Monday, 12 December 2022

Dashcam (2022) - Movie Review


 

After how much I got into Host, my favourite film of 2020, my introduction to Shudder’s collection of streamed horror, and something I think will go down as one of the definitive films of the COVID era, I’ve been waiting for the chance to see what Rob Savage would come up with next. I spent quite a bit of 2021 hoping that this film would get a release over here in some capacity, to no avail, but it finally got a digital release in June of this year. It’s another computer-screen horror film, still working off of DIY production values, but it’s also a sharp change-up from what he offered up last time.

One of the main things that stuck out to me about Host was how likeable and personable the characters were. Dashcam… doesn’t have that. Instead, it has Annie Hardy playing a fictionalised version of herself, a livestreamer who runs into some… interesting situations while travelling in the UK. Hardy (as shown on-screen, since I don’t know anything about her outside of it) is basically the culmination of just about every try-hard edgelord ‘triggering the libtards’ social media personality out there, and even in a genre that regularly features abrasive main characters, she is out there.

She’s a lot to deal with, especially as the face of the film essentially… but she kinda grew on me. Don’t get me wrong, she gave me a lot of uncomfortable flashbacks to when I used to hang out in right-wing online communities and the kind of shit I’d regularly hear around them, but she never managed to cross that line from ‘unlikeable’ to ‘unwatchable’. Maybe it’s because what she’s saying throughout is so damn crazed and bizarre, and she never switches off even when things start getting genre-weird, that I eventually found myself just laughing at so much of her antics.

And in that way, I think I get what Rob Savage and co. were aiming for with this. I mean, when dealing with personalities like this, the communities they create, and the general vibes and ideas that circulate in them, ‘horrorshow’ is one of the first descriptors that come to mind for me. There’s also how this sensation of hatewatching is basically the way that camp aesthetics have translated into the social media age, where generally left-leaning people will watch shit like InfoWars or scroll through conspiracy hubs like GodlikeProductions forums for a knowing laugh at people who believe the darnedest things. Considering Host's analogy for COVID and what ultimately doomed the characters in that film, this feels like a deliberate choice.

It helps that the presentation mock-up for the livestream is very convincing. It loses a few points for being clearly edited, which cuts into the immersion (again, compared to the real-time pacing of Host), but everything else fits. I watched this as a YouTube rental, and I honestly think that’s the ideal way to view this, as everything from the use of phone cameras to the outlay for the in-universe streaming site, right down to the chat log, all feel like they’ve been pulled from actual streams I’ve been in. Just for a taste of the detail put into this, someone posts a link in-chat for screengrabs of the stream during a particularly shaky-cam moment… and the link actually works when you type it out. Credit where it’s due.

As for the horror side of things, it benefits from all the homespun effects work that made Host work so damn well. It’s structured like a Halloween funhouse, with Hardy and her ‘best friend’ Stretch (Amar Chadha-Patel) going from one intense and body fluid-splattered set piece to another. It can get a little repetitive with how many times Hardy and/or Stretch will crash their car in the space of just a little over an hour, but as they slowly uncover what appears to be some kind of zombie demonic possession mixed with a suicide cult (I think?), things get pretty damn tense. That aforementioned mood I entered where I was just laughing at how fucking ridiculous the things Hardy were saying are eventually gave way to me actually getting anxious about what would show up next. I’ll even admit that quite a few of the jumpscares in this got me.

With how often I’ve railed against horror movie leads that have been made as artificially hateful as possible for cheap audience catharsis, I’m rather surprised that I liked this as much as I did.

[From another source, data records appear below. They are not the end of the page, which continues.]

PR #488, opened 2017-03-20
Fixes image links in readme

dozed:
Github did not render the image links


tpolecat:
Huh, I guess GH changed something. Thanks.

(CI failure is sporadic because where's the fun in a having a deterministic compiler.)

PR #492, opened 2017-03-21
Do not use refined's macros in tests

fthomas:
Using refined's macro in doobies tests leads to nondeterministic
compiler crashes (https://github.com/fthomas/refined/issues/260).
Fortunately these macros are not essential for testing doobie-refined,
so I removed its usage from the tests.


tpolecat:
Aha, cool. Thank you!

PR #498, opened 2017-04-11
Composite instance for Unit

wedens:
`Composite[Unit]` has the same meaning as `Composite[HNil]`.
It allows fields that are ignored by database mapping. Such fields are useful for parametric types.
For example:
```scala
case class Topic[A](name: String, posts: A)
type TopicWithoutPosts = Topic[Unit]
// note there is only one column in select statement
sql"select name from topic".query[TopicWithoutPosts]
```


tpolecat:
Cool, I think this makes sense.

PR #509, opened 2017-04-22
Remove 'contrib-' in artifact names

wedens:
There were some leftovers.


tpolecat:
Thanks, can't believe I missed this.

PR #514, opened 2017-05-09
Add scalaz and cats flags for the unit testing documentation

suhasgaddam:
If there is a better way to do this, feel free to close the PR.


tpolecat:
Thank you! Yes, the doc needs some review for this kind of thing.

PR #515, opened 2017-05-10
Postgres enum can actually have a valid Meta instance

wedens:
well... it just works as is


tpolecat:
Well, cool. This may work now because of #484. Thanks!

PR #518, opened 2017-05-11
tpolecat has not been seen on IRC in quite a while iirc

SethTisue:


tpolecat:
True, yes. Thank you.

PR #91, opened 2018-02-08
Kubernetes MetaData Plugin

djsd123:
See: https://github.com/kubernetes/kubernetes/issues/53022#issuecomment-332150416

Also

See: https://github.com/fabric8io/fluent-plugin-kubernetes_metadata_filter

Symlink `/var/log/containers` has been deprecated in favour of `/var/log/pods`
for our version of the docker daemon for kubernetes metadata.

No noticeable symptoms other than log errors.

### DIFF
--- a/charts/fluentd/values.yaml
+++ b/charts/fluentd/values.yaml
@@ -146,7 +146,7 @@ fluentdconffiles:
       </exclude>
     </filter>
 
-    <filter kubernetes.**>
+    <filter kubernetes.var.log.pods.**.log>
       @type kubernetes_metadata
     </filter>
   fluent.conf: |


charts/fluentd/values.yaml
```diff
@@ -146,7 +146,7 @@ fluentdconffiles:
       </exclude>
     </filter>
 
-    <filter kubernetes.**>
+    <filter kubernetes.var.log.pods.**.log>
```
xoen: Sorry, not much familiar with fluentd, who handle this `kubernetes_metadata` type?

xoen: So a Docker change moved where pod logs are stored right? And with this dot (`.`) notations we fix the submission of pods' logs, right?

djsd123: Yes, that's how we specify it according to the [docs](https://github.com/fabric8io/fluent-plugin-kubernetes_metadata_filter).  I had to double check too.  I'm just being explicit here with the path and fluentd no longer complains about it.  See: https://github.com/fabric8io/fluent-plugin-kubernetes_metadata_filter/issues/105

Those guys know way more than i do

PR #96, opened 2018-02-14
RStudio 1.3.0: Pass env variable necessary for hosted login page logout

xoen:
### What
Set environment variables used by [rstudio-auth-proxy](https://github.com/ministryofjustice/analytics-platform-rstudio-auth-proxy/pull/12/files):
- `APP_PROTOCOL` will always be `https`
- `APP_HOST` is something like `joe-rstudio.tools.example.com`

### NOTES
This needs to be merged before the [rstudio-auth-proxy changes](https://github.com/ministryofjustice/analytics-platform-rstudio-auth-proxy/pull/12/files) (if not logout would be broken, rest should still be fine so not a massive deal really)

### Part of ticket
https://trello.com/c/t90fEmBs/647-4-update-rstudio-auth-proxy-to-use-hosted-auth0-login

### DIFF
--- a/charts/rstudio/CHANGELOG.md
+++ b/charts/rstudio/CHANGELOG.md
@@ -1,0 +1,12 @@
+# Changelog
+All notable changes to this project will be documented in this file.
+
+The format is based on [Keep a Changelog](http://keepachangelog.com/en/1.0.0/)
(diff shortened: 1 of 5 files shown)


xoen:
Cheers Andy

PR #99, opened 2018-02-14
Jupyter-Lab: Initial Commit

djsd123:
Jupyter Lab Helm Chart

Deploys Jupyter lab data-science notebook [stack](https://github.com/jupyter/docker-stacks/tree/master/datascience-notebook) 

Shares the same storage(PVC) as rstudio-server.

Uses image: https://github.com/ministryofjustice/analytics-platform-jupyter-notebook

### DIFF
--- a/charts/jupyter-lab/README.md
+++ b/charts/jupyter-lab/README.md
@@ -1,0 +1,33 @@
+# Jupyter-Lab Helm Chart
+
+
+## Installing the Chart
+
+To install an jupyter instance for the user specified in the Username variable (Github username):
+
+```bash
+$ helm install charts/jupyter-lab -f chart-env-config/ENV/jupyter.yml --set Username=USERNAME --namespace user-USERNAME --name=USERNAME-jupyter
+```
+
+The instance will be available in <https://USERNAME-jupyter.tools.ENV.mojanalytics.xyz>.
+
+**NOTE**: Change the environment config file to deploy in a different environment
+          (the URL will change accordingly)
+
+
+## Upgrading the Chart
+
+To upgrade a user jupyter chart:
+```bash
+$ helm upgrade USERNAME-jupyter charts/jupyter-lab -f chart-env-config/ENV/jupyter.yml --set Username=USERNAME
+```
+
+
+## Configuration
+
+Listing only the required params here. See `/chart-env-config/` for more
+details.
+
+| Parameter  | Description     | Default |
+| ---------- | --------------- | ------- |
+| `Username` | Github username | ``      |
--- a/charts/jupyter-lab/templates/deployment.yaml
+++ b/charts/jupyter-lab/templates/deployment.yaml
@@ -1,0 +1,97 @@
+apiVersion: apps/v1beta2
+kind: Deployment
+metadata:
+  name: {{ template "fullname" . }}
+  namespace: {{ .Release.Namespace }}
+  labels:
+    chart: {{ .Chart.Name }}-{{ .Chart.Version }}
+    app: {{ .Chart.Name }}
+spec:
+  selector:
+    matchLabels:
+      app: {{ .Chart.Name }}
+  replicas: 1
+  strategy:
+    type: RollingUpdate
+    rollingUpdate:
+      maxSurge: 1
+      maxUnavailable: 0
+  template:
+    metadata:
+      labels:
+        app: {{ .Chart.Name }}
+      annotations:
+        iam.amazonaws.com/role: {{ .Values.aws.iamRole }}
+    spec:
+      serviceAccountName: {{ .Values.Username }}-jupyter
+      containers:
+        - name: {{ .Chart.Name }}-auth-proxy
+          image: {{ .Values.authProxy.image }}:{{ .Values.authProxy.tag }}
+          imagePullPolicy: {{ .Values.authProxy.imagePullPolicy }}
+          ports:
+            - name: http
+              containerPort: {{ .Values.authProxy.containerPort }}
+          env:
+            - name: TARGET_URL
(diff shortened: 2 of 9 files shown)


charts/jupyter-lab/templates/deployment.yaml
```diff
@@ -0,0 +1,97 @@
...
+      maxSurge: 1
+      maxUnavailable: 0
+  template:
+    metadata:
+      labels:
+        app: {{ .Chart.Name }}
+      annotations:
+        iam.amazonaws.com/role: {{ .Values.aws.iamRole }}
+    spec:
+      serviceAccountName: {{ .Values.Username }}-jupyter-lab
```
xoen: Minor point, it may be more predictable if the service account name matches the subdomain, e.g. `USER-jupyter`, not a big deal obviously :)

charts/jupyter-lab/templates/deployment.yaml
```diff
@@ -0,0 +1,97 @@
...
+                secretKeyRef:
+                  name: {{ template "fullname" . }}
+                  key: auth0_client_secret
+            - name: COOKIE_SECRET
+              valueFrom:
+                secretKeyRef:
+                  name: {{ template "fullname" . }}
+                  key: cookie_secret
+            - name: NICKNAME_RE
+              value: {{ .Values.Username }}
```
xoen: Don't remember how the `NICKNAME_RE` works in the auth-proxy. This would only proxy for an exact match between the username from Auth0 and `.Values.Username`, right?

charts/jupyter-lab/templates/deployment.yaml
```diff
@@ -0,0 +1,97 @@
...
+              port: http
+            initialDelaySeconds: 5
+            periodSeconds: 5
+          volumeMounts:
+            - name: workspace
+              mountPath: /home/jovyan
+          resources:
+{{ toYaml .Values.jupyter.resources | indent 12 }}
+      volumes:
+        - name: workspace
```
xoen: Just a matter of taste here I suppose, wouldn't be more revealing if this volume was named `user-home` or something like that? Do you reckon is a silly idea?

charts/jupyter-lab/values.yaml
```diff
@@ -0,0 +1,38 @@
...
+aws:
+  iamRole: ""
+  defaultRegion: "eu-west-1"
+
+service:
+  port: 80
+
+authProxy:
+  image: quay.io/mojanalytics/auth-proxy
+  tag: v0.0.2
```
xoen: I've noticed this is not the latest tag (semantically speaking) [in Quays](https://quay.io/repository/mojanalytics/auth-proxy?tab=tags) - any reason why we're not using the latest (`v0.2.0`)?

Even weirdier, I notice that `v0.2.0` is 7 months old but `v0.1.0` is 9 days old - Don't know what happened there. In theory `v0.2.0` > `v0.1.0` therefore, `v0.2.0` should be more recent no? What am I missing?

charts/jupyter-lab/values.yaml
```diff
@@ -0,0 +1,38 @@
...
+      cpu: 100m
+      memory: 128Mi
+    requests:
+      cpu: 25m
+      memory: 64Mi
+  auth0_domain: ""
+  auth0_client_id: ""
+
+jupyter:
+  image: quay.io/mojanalytics/datascience-notebook
```
xoen: I was surprised to not find the `mojanalytics/jupyter` image in Quay, any reason to call this `datascience-notebook` rather than simply `jupyter`?

charts/jupyter-lab/README.md
```diff
@@ -0,0 +1,33 @@
+# Jupyter-Lab Helm Chart
```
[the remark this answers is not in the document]
djsd123: Thanks

charts/jupyter-lab/templates/deployment.yaml
djsd123: Sure, if you think it's more clear, I can change it.

charts/jupyter-lab/templates/deployment.yaml
djsd123: The way I am using it, yes.  It's a regex but we're just using it for an exact match.  I think.

charts/jupyter-lab/templates/deployment.yaml
djsd123: Sure.

charts/jupyter-lab/values.yaml
djsd123: You'll have to speak to @andyhd about the versioning.

As for not using the latest tag? https://github.com/ministryofjustice/analytics-platform-auth-proxy/issues/4

I intend to look into it and hopefully fix with Andy's and your's help.

charts/jupyter-lab/values.yaml
djsd123: sure, I'll re-tag it.

charts/jupyter-lab/values.yaml
andyhd: The latest version of the auth proxy appears to have a bug which prevents jupyter lab from working. There shouldn't be any change to functionality in between versions, so it's safe to continue using the old version while we debug the new one.

xoen: Oh I see, I now remember you mentioning it may have been caused by the refactoring last week.

I'm currently in `rstudio-auth-proxy` land but at some point I'll update the generic `auth-proxy` image as well to use Auth0 hosted login page: Do you remember exactly what is not working/(roughly) what's the bug?

(BTW, happy for this to use the old/working `auth-proxy` for the time being 👍 )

The production values and pacing show that Rob Savage and co. are still going strong with their approach to found-footage filmmaking, the livestream is almost annoyingly realistic, and for as irritating as Annie Hardy can be in this, I still came out of this kinda-sorta liking her schtick. Seeing her do a freestyle rap over the end credits by using the names of the production crew was pretty cool, and while I can’t guarantee that I’ll be checking out her actual livestreams after this (again, bad memories about being around those kinds of communities), I’ll say that she worked quite well in this context.